Description of the task:
Your answer should consist only of the lines below from the one with "- isHealthy inconclusive" through the one with "tsc + eslint clean", copied exactly.

Saved entries:
┄┄┄┄┄┄┄┄┄┄┄┄┄┄┄┄┄┄┄┄

Issue #831, opened 2026-06-09
cortex network join: #821 health-check false-FAILs + rolls back when nats has no http monitor port


jcfischer:
## Problem
The #821 join-safety health-check false-FAILs a join when the stack's nats config has **no http monitor port**. `resolveMonitorBase` (`network-adapters.ts:906`) silently falls back to `:8222` when the nats config declares no monitor; `isHealthy` then fetches `:8222/healthz`, gets connection-refused, returns `healthy:false`, and `network-lib.ts:444` **rolls back a join whose policy + peer were already written fine** — reporting FAILED even though nats is actually up.

## Repro (JC's Mac — `local.conf` has no `http_port`)
1. `cortex network join metafactory-community --apply …` (config-split stack, andreas auto-resolves into `peers[]`).
2. Output: `wrote policy.federated.networks["metafactory-community"] — 1 peer(s)` … then `WARN: rolled back leaf config but the recovery restart did NOT bring the bus back up (nats-server monitor http://127.0.0.1:8222 unreachable)` → `FAILED`.
3. Reality: `pgrep nats-server` shows it running, port 4222 listening, `Server is ready` + leaf to mf-hub in the log. The bus never went down; only the monitor probe (to an unconfigured port) failed.

## Expected
Distinguish **"no monitor configured"** (inconclusive → do NOT roll back; the policy/peer write stands) from **"monitor configured but down."** Either treat absent-monitor as `unknown` rather than `down`, or have the join require + help configure a monitor port (and document it).

## Owner
Luna (monitor-aware health for join).

jcfischer:
Fixed by #833 (merged) — the 'Closes' reference didn't auto-fire on squash. The join health-probe now treats an absent monitor as inconclusive.

Issue #814, opened 2026-06-09
cortex network status is config-split-blind — reports 'no networks joined' for a connected config-split stack


mellanon:
## Symptom
`cortex network status --principal andreas --stack andreas/community` returns **"no networks joined"** — while the stack's leaf to the hub is demonstrably **up** (`leafz`: 1 leaf → `mf-hub`, ~315ms) and its config (`~/.config/cortex/community/stacks/community.yaml`) correctly carries `policy.federated.networks: [metafactory-community]`.

## Root cause
The `status` subcommand's arg spec (`src/cli/cortex/commands/network.ts:182`) accepts only `--principal` / `--stack` / `--monitor-url` — **no `--config`**. So `cortexConfigPath` falls through to the default `~/.config/cortex/cortex.yaml`, and `readNetworks()` reads that monolith instead of the named config-split stack's file. `--stack` is accepted but does **not** drive config-path resolution. Net: `status` is blind to every config-split stack — it can only see a monolith on the default path.

This is the same `--config`-resolution class as #805/#807; PR #813 fixed it for `join`/`leave` (resolve the write/read target from the daemon's real `--config`) but **status has its own path resolution that was not covered**.

## Fix
Make `status` resolve the stack's actual config the way the daemon/plist do:
- Accept `--config <p>` (explicit override), AND
- when `--config` is omitted, resolve the config path from `--stack` (or the principal's default stack) **layout-aware** — mirror `resolve_stack_config_path` / `discoverStacks` (config-split dir `<slug>/system/system.yaml` → `<slug>/<slug>.yaml`; else monolith). Then `readNetworks` reads the file the daemon actually composes from.
- Test: config-split stack with a joined network → status reports it joined + leaf state; monolith on default path → unchanged.

## Related gap (separate slice)
The **registry roster is empty** (`members: []`) for `metafactory-community` even though `andreas/community`'s leaf is live — so the roster doesn't reflect membership even for connected stacks (#762 was meant to populate it). Roster-populate-on-join should persist the member; track as a sub-issue if it's separable from this status fix.

## Why now
Blocks using `cortex network status` as the verification tool for any config-split deployment (surfaced confirming JC's metafactory-community join). The network-WIDE observability side (who's connected across the hub, roster-as-liveness) is filed separately against `signal` (Tier 3 observability).

PR #833, opened 2026-06-09
fix(network): C-830 ping config-split aware + C-831 join health inconclusive on absent monitor

### LINKED ISSUE #830: cortex network ping: not config-split-aware — reads flat DEFAULT_CONFIG_PATH, reports not-configured for a peer in the split policy
## Problem
`cortex network ping <peer>` is not config-split-aware. It reads the flat `DEFAULT_CONFIG_PATH` (`network.ts:674`) instead of resolving the stack's layout-aware config the way `status` does. On a config-split stack it reports `not-configured` for a peer that IS present in the daemon's composed `policy.federated.networks[].peers[]`.

Grounded by Luna: `status` got layout-aware resolution via `resolveStatusConfigPath()` in #814 (`network.ts:363-375`), gated so an explicit `--config` still wins. `ping` never got it — `network.ts:674` reads `DEFAULT_CONFIG_PATH` flat. It even accepts `--principal/--stack` but ignores them for config resolution.

## Repro (JC's stack — config-split under `~/.config/cortex/meta-factory/`)
1. Stack on the config-split layout (`stack.id jc/default`, daemon `--config …/meta-factory/meta-factory.yaml`), joined to `metafactory-community` with `andreas` resolved into `peers[]`.
2. `cortex network status --principal jc --stack jc/default` → shows `metafactory-community … peers: andreas` (correct, #814 resolves the split config).
3. `cortex network ping andreas/default` → `verdict: not-configured — peer "andreas/default" is not in this stack's policy.federated.networks[].peers[]`.

## Expected
ping resolves the same layout-aware config `status` does (port the #814 `resolveStatusConfigPath()` shape; honor `--principal/--stack`, let explicit `--config` win), finds the peer, and probes it.

## Owner
Luna (port-#814 for ping). Small.

jcfischer:
Fixes the two ping/join tooling gaps Luna grounded (#830, #831). Both surfaced while standing up JC's community peering on his config-split stack.

## #830 — `cortex network ping` is config-split-aware
`runPing` read the flat `DEFAULT_CONFIG_PATH` (`network.ts:674`), so on a config-split stack it reported `not-configured` for a peer that IS in the daemon's composed `policy.federated.networks[].peers[]`. Now it resolves the LOCAL stack's config the same way `status` does — a direct port of #814's `resolveStatusConfigPath`: `--stack` selects the slug locator (split sentinel or legacy monolith), explicit `--config` still wins.

## #831 — join health-probe: absent monitor is inconclusive, not failure
`resolveMonitorBase` silently fell back to `:8222` when the nats config declares no monitor; `isHealthy` then fetched `:8222/healthz`, got connection-refused, returned `healthy:false`, and the orchestrator **rolled back a join whose policy + peer were already written** (JC's single-file `local.conf` has no `http_port`). Now `resolveMonitorBase` returns `{ url, configured }` and `isHealthy` returns `healthy:true` when no monitor is declared — inconclusive, not down. A **configured-but-down** monitor still reports unhealthy, so the #821 safety is intact.

## Tests
- ping resolves the slug-specific locator from `--stack` (not the bare flat default)
- isHealthy inconclusive on no monitor; still unhealthy on a configured-but-down monitor

## Verification
- `bun test src/cli/cortex/commands/__tests__/` → 557 pass (+3 new), tsc + eslint clean
- The 1 remaining fail (`network-cli` "leaving an un-joined network") is **pre-existing** and **local-only** — it fails only on a host with a real `~/.config/cortex/cortex.yaml` carrying `metafactory` (test-isolation leaks to the real home). Green on CI, identical on origin/main, unchanged by this PR. The test-isolation gap is separate.

Closes #830, #831.

Generated with Claude Code

### DIFF
--- a/src/cli/cortex/commands/__tests__/network-adapters.test.ts
+++ b/src/cli/cortex/commands/__tests__/network-adapters.test.ts
@@ -938,6 +938,24 @@ describe("#821 live leaf-file pre-flight + rollback adapters", () => {
     expect(res.healthy).toBe(true);
   });
 
+  test("#831 isHealthy is INCONCLUSIVE (healthy) when the bus declares no monitor", async () => {
+    // JC's single-file local.conf had no http_port → resolveMonitorBase fell
+    // back to :8222 and the probe ECONNREFUSED-rolled-back a GOOD join. With no
+    // monitor configured the probe is inconclusive, not a failure → healthy:true.
+    const dir = freshDir();
+    const conf = join(dir, "local.conf");
+    writeFileSync(conf, "listen: 127.0.0.1:4222\n", "utf-8"); // no http_port
+    const ports = buildLivePorts(cfgWithConfig(conf)); // no monitorUrl
+    const res = await ports.natsServer!.isHealthy();
+    expect(res.healthy).toBe(true);
+  });
+
+  test("#831 a CONFIGURED-but-down monitor still reports UNhealthy (safety intact)", async () => {
+    const ports = buildLivePorts({ ...cfgWithConfig("/x/local.conf"), monitorUrl: "http://127.0.0.1:1" });
+    const res = await ports.natsServer!.isHealthy();
+    expect(res.healthy).toBe(false);
+  });
+
   test("MAJOR: isHealthy TIMES OUT (healthy:false) when the monitor accepts but never responds", async () => {
     // A nats-server that accepts the monitor TCP connection but HANGS (never
     // sends a response) is exactly the deadlock the probe exists to catch. An
--- a/src/cli/cortex/commands/__tests__/network-ping-cli.test.ts
+++ b/src/cli/cortex/commands/__tests__/network-ping-cli.test.ts
@@ -115,6 +115,22 @@ describe("cortex network ping — verdicts + exit codes", () => {
     expect(bus.stopped()).toBe(true);
   });
 
+  test("#830 resolves the LOCAL stack config layout-aware from --stack (not the flat default)", async () => {
+    // The bug: ping ignored --stack/--principal and read the flat
+    // DEFAULT_CONFIG_PATH (~/.config/cortex/cortex.yaml), so a config-split stack's
+    // peers were invisible → false not-configured. The fix ports #814's
+    // resolveStatusConfigPath: --stack selects the slug-specific locator.
+    let seenPath = "";
+    const capturingReader = (path: string): LoadedConfig => {
+      seenPath = path;
+      return readerWithPeer()();
+    };
+    const bus = fakeBusFactory((f) => echoReply(f, 41));
+    await dispatchNetwork(["ping", "jc", "--stack", "andreas/c830slice"], capturingReader, bus.factory);
+    expect(seenPath).toContain("c830slice"); // slug-specific locator, honoured --stack
+    expect(seenPath.endsWith("/cortex.yaml")).toBe(false); // NOT the bare flat default
+  });
+
   test("not-configured — exit 2, bus NEVER built (nothing emitted)", async () => {
     const bus = fakeBusFactory((f) => echoReply(f, 1));
     const res = await dispatchNetwork(
--- a/src/cli/cortex/commands/network-adapters.ts
+++ b/src/cli/cortex/commands/network-adapters.ts
@@ -903,14 +903,18 @@ export const DEFAULT_HEALTH_PROBE_TIMEOUT_MS = 5000;
  *   3. the upstream default `:8222`.
  * The config read is best-effort (a missing/unreadable file just falls through).
  */
-function resolveMonitorBase(cfg: LivePortsConfig): string {
-  if (cfg.monitorUrl !== undefined && cfg.monitorUrl !== "") return cfg.monitorUrl;
+function resolveMonitorBase(cfg: LivePortsConfig): { url: string; configured: boolean } {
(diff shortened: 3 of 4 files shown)


jcfischer (commented):

1 finding(s): 1 suggestion.


### CodeQuality
The changes are focused and covered by targeted tests for the config-split ping path and absent-monitor join health case. I found no CodeQuality issues grounded in the diff that warrant a finding.

_No findings._

### Performance
The changes do not introduce a concrete performance regression. The new paths either run once per CLI invocation or preserve existing sync config-read behavior while avoiding an unnecessary failed health fetch when no monitor is configured.

_No findings._

### Maintainability
The diff is small and mostly keeps the maintainability surface contained. One duplicated config-resolution shape in `runPing` is worth tightening so ping and status do not drift again.

- **[suggestion]** `src/cli/cortex/commands/network.ts:675` — **Deduplicate stack config resolution**
  `runPing` now inlines the same layout-aware selection described as a port of status: `const stackFlag = optionalValueFlag(flags, "--stack");` and `const localSlug = stackFlag === undefined ? "default" : stackFlag.includes("/") ? (stackFlag.split("/")[1] ?? "default") : stackFlag;`. Keeping this parser beside the status path makes the next stack-locator tweak easy to apply in only one command.
  
  Suggestion:

  ```
  Extract a shared `resolveNetworkCommandConfigPath(flags)` or reuse the status resolver wrapper for ping.
  ```


---

mellanon:
## Post-merge review — #828 ↔ #833 collision check (CodeQuality · Architecture · light Security)

**Verdict: LGTM.** The two PRs that both reworked `network-adapters.ts` health-probe code landed **cleanly together** on `origin/main` — one coherent monitor-port/health-probe story, no silent undo, no duplicated helpers. One nit + one optional fast-follow.

**Counts:** 0 blockers · 0 majors · 2 nits.

**Verification (on `origin/main` @ `6d38dfc`):**
- `bun test src/cli/cortex/commands/` → **603 pass / 0 fail**. The new `#830` and `#831` tests exercise the actual behavior (see below).
- `bunx tsc --noEmit` → the only errors are 16 pre-existing `grove-auth/` worker-types failures (missing `@cloudflare/workers-types`; the `tsconfig.json` `exclude` references `../grove-auth` but the package sits at `grove-auth/` — path mismatch, **unrelated to this PR**). The four PR files type-clean.

### The high-value check: does #831 interact correctly with #828's bounded-fetch + rollback?

**Yes — verified end to end.** #828 and #833 merged into a *single* `resolveMonitorBase` returning `{ url, configured }` and a single `isHealthy()`. The `configured` flag is the only new branch, and it sits correctly *upstream* of #828's bounded `fetch`:

- `network-adapters.ts:995` — `if (!monitor.configured) return { healthy: true }` short-circuits **before** the `AbortSignal.timeout(...)` fetch (`:1005`).
- `network-lib.ts:444-451` — `isHealthy()` feeds `restartAndProbe()`; `healthy:false` is the sole rollback trigger (`network-lib.ts:460-487`, `restoreLeafState`).

So the three required cases all hold:
1. **Absent monitor** (single-file `local.conf`, no `http_port`) → `configured:false` → `healthy:true` → `restartAndProbe().ok` → **no rollback** of an already-written policy+peer. This is the exact false-FAIL incident #831 fixes, and it no longer false-trips #828's rollback.
2. **Configured-but-down monitor** (`--monitor-url` set, or `http_port` derived, but unreachable) → `configured:true` → falls through to the bounded fetch → ECONNREFUSED/timeout → `healthy:false` → **rollback intact**. #828's safety is preserved. Test `#831 a CONFIGURED-but-down monitor still reports UNhealthy` (`network-adapters.test.ts`) locks this in.
3. **Hung monitor** → `AbortSignal.timeout` → `healthy:false`. The pre-existing `MAJOR: isHealthy TIMES OUT` test still passes.

No false-healthy, no false-rollback. The seam is correct.

### Duplication / DRY

No duplicated helpers. `resolveLocalStackConfigPath` (#830, `network.ts:385`) **delegates** to the existing `resolveStatusConfigPath` (#814) rather than copying the split-vs-monolith mapping — so `ping` and `status` resolve identically and can't drift. Good.

### Nits

1. **`ping` resolves `--stack` more loosely than every other network subcommand** (`network.ts:385-396`). `resolveLocalStackConfigPath` does an inline `stackFlag.split("/")[1] ?? "default"` and accepts a **bare slug** with no principal prefix, whereas the canonical `resolveStackSlug` (used by `status`/`join`/`leave`) *validates* the `{principal}/{slug}` form, enforces the `--principal` prefix match, and checks the slug charset (`^[a-z][a-z0-9_-]*$`). `runPing` never calls `resolveStackSlug`, so a malformed `--stack a/b/c` silently resolves to slug `b`, and a cross-principal `--stack other/foo` isn't rejected. **Low severity** — ping is read-only (worst case it reads a different/nonexistent config and reports `not-configured`). Worth a fast-follow to route ping's stack resolution through `resolveStackSlug` for parity. Not a blocker.

2. The `#830` test asserts `seenPath.endsWith("/cortex.yaml") === false` for a split stack and `.toContain("c830slice")` — good negative+positive coverage. Minor: it doesn't assert the bare-`--stack` (no `/`) path, which the helper explicitly supports; consider one more case so that branch is covered.

### Fast-follow?

Optional, not blocking: a small follow-up issue to give `ping` the same `resolveStackSlug` validation as the other subcommands (nit #1). No correctness bug from the #828/#833 collision itself — they composed correctly.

┄┄┄┄┄┄┄┄┄┄┄┄┄┄┄┄┄┄┄┄

Result of the exercise:
- isHealthy inconclusive on no monitor; still unhealthy on a configured-but-down monitor

## Verification
- `bun test src/cli/cortex/commands/__tests__/` → 557 pass (+3 new), tsc + eslint clean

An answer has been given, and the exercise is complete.